[Stored data]
----
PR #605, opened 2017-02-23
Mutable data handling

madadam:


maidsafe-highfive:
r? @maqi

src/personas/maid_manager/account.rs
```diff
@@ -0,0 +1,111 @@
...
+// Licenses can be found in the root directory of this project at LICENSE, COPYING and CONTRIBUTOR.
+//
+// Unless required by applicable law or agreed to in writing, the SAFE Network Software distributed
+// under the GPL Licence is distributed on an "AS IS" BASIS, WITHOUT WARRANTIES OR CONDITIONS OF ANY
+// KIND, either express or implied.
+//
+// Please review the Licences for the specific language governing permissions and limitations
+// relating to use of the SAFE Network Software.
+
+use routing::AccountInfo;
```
----
Restate the records word for word, leaving nothing out.

PR #605, opened 2017-02-23
Mutable data handling

madadam:


maidsafe-highfive:
r? @maqi

src/personas/maid_manager/account.rs
```diff
@@ -0,0 +1,111 @@
...
+// Licenses can be found in the root directory of this project at LICENSE, COPYING and CONTRIBUTOR.
+//
+// Unless required by applicable law or agreed to in writing, the SAFE Network Software distributed
+// under the GPL Licence is distributed on an "AS IS" BASIS, WITHOUT WARRANTIES OR CONDITIONS OF ANY
+// KIND, either express or implied.
+//
+// Please review the Licences for the specific language governing permissions and limitations
+// relating to use of the SAFE Network Software.
+
+use routing::AccountInfo;
```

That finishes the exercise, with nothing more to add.